PR #1477, opened 2019-05-21
Have ThreadPantheonNodeRunner support plugin tests.

shemnon:
## PR description

* Do plugin lifecycle in ThreadPantheonNodeRunner
* Sniff out rendezvous directory for test during register call, it changes.


plugins/src/test/java/tech/pegasys/pantheon/plugins/TestPantheonEventsPlugin.java
```diff
@@ -62,8 +65,7 @@ private void onBlockAnnounce(final String json) {
     final int blockCount = blockCounter.incrementAndGet();
     LOG.info("I got a new block! (I've seen {}) - {}", blockCount, json);
     try {
-      final File callbackFile =
-          new File(System.getProperty("pantheon.plugins.dir", "plugins"), "newBlock." + blockCount);
+      final File callbackFile = new File(callbackDir, "newBlock." + blockCount);
```
mbaxter: Should each plugin get its own directory??

shemnon: I'll do that when we add another plugin.

PR #1485, opened 2019-05-22
PAN-2715 - return block not found reasons in error

shemnon:
## PR description

When looking for a specific block and failing we should explain why
in the error message.
Also, clean up test names and grouping

## Fixed Issue(s)

PAN-2715


ethereum/graphql/src/test/resources/tech/pegasys/pantheon/ethereum/graphql/eth_getBlock_wrongParams.json
```diff
@@ -0,0 +1,25 @@
+{
+  "request": "{block (number: \"0x03\", hash : \"0xc8df1f061abb4d0c107b2b1a794ade8780b3120e681f723fe55a7be586d95ba6\") {number transactions{hash} timestamp difficulty totalDifficulty gasUsed gasLimit hash nonce ommerCount logsBloom mixHash ommerHash extraData stateRoot receiptsRoot transactionCount transactionsRoot}} ",
```
NicolasMassart: I don't know how you can add a comment in there but I wonder what the invalid param is exactly in this specific request.
Also would there be a way to indicate it in the error message ?

PR #1487, opened 2019-05-23
Updated to add WS token content

MadelineMurray:
Updated to add WS token content


Errorific:
Just noticed all the examples beyond the changes say 'https'. It's just http, no ssl.

docs/Pantheon-API/Authentication.md
```diff
@@ -65,11 +65,25 @@ options to specify the [credentials file](#credentials-file).
...
-To obtain an authentication token, make a request to the `/login` endpoint with your username and password. 
+To obtain an authentication token, make a request to the `/login` endpoint with your username and password. Specify the 
+HTTPS port or the WS port to obtain a token to authenticate over HTTPS or WS respectively. A different token is required 
+for HTTPS and WS. 
 
 !!! example
-    ```bash tab="curl HTTPS request"
-    curl -X POST --data '{"username":"username1","password":"pegasys"}' <JSON-RPC-https-endpoint:port>/login
+    ```bash tab="Obtain Token for HTTPS"
+    curl -X POST --data '{"username":"username1","password":"pegasys"}' <JSON-RPC-https-endpoint:https-port>/login
```
Errorific: "JSON-RPC-https-endpoint" should be "JSON-RPC-hostname" everywhere, the endpoint is the hostname + the port together rather than separated.

NicolasMassart: I agree an endpoint should be host+port so endpoint:port doesn't seem right.

MadelineMurray:
> Just noticed all the examples beyond the changes say 'https'. It's just http, no ssl.

@Errorific - I used https in the examples because of this note further up: 

Authenticated requests must be made over HTTPS. HTTPS is encrypted which prevents eavesdropping on the connection to obtain the JWT token from the requests. 

But they should be http?

docs/Pantheon-API/Authentication.md
MadelineMurray: Updated

docs/Pantheon-API/Authentication.md
```diff
@@ -7,7 +7,7 @@ Pantheon uses the username and password to authenticate users and [JWT tokens](h
 
 !!! important 
     Authenticated requests must be made over HTTPS. HTTPS is encrypted which prevents eavesdropping on the connection
-    to obtain the JWT token from the requests.
+    to obtain the JWT token from the requests. Run Pantheon behind a reverse proxy or load balancer to perform the SSL.
```
Errorific: Still doesn't feel right. Think this is a better version of the whole paragraph.
```Authenticated requests should be made over HTTPS to prevent interception of authentication credentials and authenticated tokens. As Pantheon cannot provide a HTTPS connection natively it is recommended that production deployments be run behind a network layer that can provide SSL termination.```

NicolasMassart: I'm not comfortable with "As Pantheon cannot provide a HTTPS connection natively". When I read it I feels like pantheon lacks some security features. Actually it's just not its role to handle this transport security, so it's not a lack of security. I would then propose something like "As Pantheon role is not to provide transport security at the application level, it is recommended that you handle secure HTTPS connection for your production environment using a network layer that can provide SSL capabilities like a reverse proxy" Of course having a better sentence and a correct grammar is required, but you have the idea. The goal is to be as precise as Chris but without letting  users think pantheon is bad because it doesn't do SSL. It's not its job.

MadelineMurray: I changed it to 'does not' rather than 'can not' -> it's a deliberate choice not to do it in Pantheon.

PR #1489, opened 2019-05-23
[PAN-2560] Add LocalNode class

mbaxter:
## PR description
Add `LocalNode` class to hold information about the local node that is not immediately available, but becomes available as the node starts up.  This class is convenient because it allows us to pass a `final` dependency to classes that need local node data but are constructed before the node is fully up and running.


ethereum/p2p/src/test/java/tech/pegasys/pantheon/ethereum/p2p/network/netty/DeFramerTest.java
```diff
@@ -81,13 +82,19 @@
...
   private final InetSocketAddress remoteAddress = new InetSocketAddress("127.0.0.1", remotePort);
 
-  private final PeerInfo peerInfo =
-      new PeerInfo(
-          5,
-          "abc",
-          Arrays.asList(Capability.create("eth", 63)),
-          30303,
-          BytesValue.fromHexString("0x01"));
+  private final int p2pVersion = 5;
```
shemnon: 👍 to making the names of the parameters described in the code

PR #1492, opened 2019-05-23
[PIE-1580] Metrics for smart contract permissioning actions

Errorific:
plumbing some metrics into the permissioning controllers so we can measure their performance.


ethereum/permissioning/src/main/java/tech/pegasys/pantheon/ethereum/permissioning/NodeSmartContractPermissioningController.java
```diff
@@ -60,11 +66,30 @@ private static BytesValue hashSignature(final String signature) {
...
    */
   public NodeSmartContractPermissioningController(
-      final Address contractAddress, final TransactionSimulator transactionSimulator) {
+      final Address contractAddress,
+      final TransactionSimulator transactionSimulator,
+      final MetricsSystem metricsSystem) {
     this.contractAddress = contractAddress;
     this.transactionSimulator = transactionSimulator;
+
+    this.checkCounter =
```
lucassaldanha: If we have the counter for permitted and unpermitted, do we really need the total counter or can we just infer from the other two metrics?
I'm not aware of the impact of the metrics in system resources so maybe we are better playing safe?

ethereum/permissioning/src/main/java/tech/pegasys/pantheon/ethereum/permissioning/TransactionSmartContractPermissioningController.java
```diff
@@ -61,11 +67,30 @@ private static BytesValue hashSignature(final String signature) {
...
    */
   public TransactionSmartContractPermissioningController(
-      final Address contractAddress, final TransactionSimulator transactionSimulator) {
+      final Address contractAddress,
+      final TransactionSimulator transactionSimulator,
+      final MetricsSystem metricsSystem) {
     this.contractAddress = contractAddress;
     this.transactionSimulator = transactionSimulator;
+
+    this.checkCounter =
```
lucassaldanha: Same thing about the total checks counter.

lucassaldanha:
I'm not sure how the names of the metrics are put together later, but I wonder if we could create some hierarchical namespace to make it easier to understand.

e.g. we could have a "parent" counter for node permissioning and one for account permissioning. In the case of node permissioning, we could then have the metrics for each provider, and for account permissioning the metrics for the local config and onchain checks.

Something like:

`permissioning.node.permitted` = total of permitted communication in the NodePermissioningController
`permissioning.node.unpermitted` = total of permitted communication in the NodePermissioningController
`permissioning.node.local_config.permitted` = total of permitted communication in the NodeLocalConfigPermissioningProvider
`permissioning.node.smart_contract.permitted` = total of permitted communication in the NodeSmartContractPermissioningProvider
...

ethereum/permissioning/src/main/java/tech/pegasys/pantheon/ethereum/permissioning/NodeSmartContractPermissioningController.java
Errorific: There's an outcome where the permissioning check crashes (no contract, bad transaction etc) which increments the total counter but not the other 2. I'm assuming the metrics are no heavier than adding log lines so I decided to be distinct about all the things we might be checking.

◇ ◇ ◇

- YOUR GOAL -
Which lines in the entries above contain "make"? Pull each of them out.

- EXERCISE RESPONSE -
-To obtain an authentication token, make a request to the `/login` endpoint with your username and password. 
+To obtain an authentication token, make a request to the `/login` endpoint with your username and password. Specify the 
I'm not sure how the names of the metrics are put together later, but I wonder if we could create some hierarchical namespace to make it easier to understand.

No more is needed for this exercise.